▶ [ACTION ITEM]
Every line in the data below that has the word "string" should be returned.

(Stored data)
---+---
PR #2171, opened 2024-06-14
Link TS generation : splitting into multiple files

guilpier-code:
This PR aims at moving some code about link TS generation, from **main** program to new source files.
It follows PR #2155 

To be done : 

- [x] move headers (*.h) to the right place
- [x] update this branch with its base branch (@flomnes made a change on base branch)

We may also take advantage of this PR to : 
- [ ] Thermal TS generation :
  - [ ] avoid loading the **whole study** when **no** thermal TS generation is required (this is currently the case)
  - [ ] move implementation details about thermal TS generation from **main** program to new source files
- [ ] Separate loading / extracting data from study and generate the TS


src/tools/ts-generator/linksTSgenerator.cpp
```diff
@@ -0,0 +1,346 @@
+
+#include "linksTSgenerator.h"
+#include <yuni/datetime/timestamp.h>
+
+namespace Antares::TSGenerator
+{
+// ==================
+// Free functions
+// ==================
+std::vector<std::string> extractTargetAreas(fs::path sourceLinkDir)
```
a-zakir: const ref is overrated, is it?

src/tools/ts-generator/linksTSgenerator.cpp
```diff
@@ -0,0 +1,346 @@
...
+{
+    std::vector<std::string> to_return;
+    fs::path pathToIni = sourceLinkDir / "properties.ini";
+    IniFile ini;
+    ini.open(pathToIni); // gp : we should handle reading issues
+    for (auto* s = ini.firstSection; s; s = s->next)
```
a-zakir: auto can handle pointer

src/tools/ts-generator/linksTSgenerator.cpp
```diff
@@ -0,0 +1,346 @@
...
+    {
+        std::string targetAreaName = transformNameIntoID(s->name);
+        to_return.push_back(targetAreaName);
```
a-zakir:
```suggestion
        to_return.push_back(transformNameIntoID(s->name));
```

src/tools/ts-generator/linksTSgenerator.cpp
```diff
@@ -0,0 +1,346 @@
...
+    }
+    if (key == "seed-tsgen-links")
+    {
+        unsigned int seed {0};
+        if (! value.to<unsigned int>(seed))
+            return false;
+        params.random.reset(seed);
+        return true;
+    }
+    return true; // gp : should we return true here ?
```
a-zakir: indeed, you could log that the key is unknown and therefore skipped

src/tools/ts-generator/linksTSgenerator.cpp
```diff
@@ -0,0 +1,346 @@
...
+std::vector<LinkTSgenerationParams> CreateLinkList(const LinkPairs& linksFromCmdLine)
+{
+    std::vector<LinkTSgenerationParams> to_return(linksFromCmdLine.size());
+    // gp : following loop should be improved : we shouldn't need an index
+    unsigned int index = 0;
+    for (const auto& link_pair : linksFromCmdLine)
+    {
+        to_return[index].namesPair = link_pair;
+        index++;
+    }
```
a-zakir:
```suggestion
    std::transform(linksFromCmdLine.begin(), linksFromCmdLine.end(), std::back_inserter(to_return), [](const LinkPair& link_pair){
    LinkTSgenerationParams ret;
    ret.namesPair = link_pair;
    return ret;
    } );
```

src/tools/ts-generator/linksTSgenerator.cpp
```diff
@@ -0,0 +1,346 @@
...
+            return false;
+        params.random.reset(seed);
+        return true;
+    }
+    return true; // gp : should we return true here ?
+}
+
+std::vector<LinkTSgenerationParams> CreateLinkList(const LinkPairs& linksFromCmdLine)
+{
+    std::vector<LinkTSgenerationParams> to_return(linksFromCmdLine.size());
```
---+---
▶ [WRITTEN ANSWER]
+std::vector<std::string> extractTargetAreas(fs::path sourceLinkDir)
+    std::vector<std::string> to_return;
+        std::string targetAreaName = transformNameIntoID(s->name);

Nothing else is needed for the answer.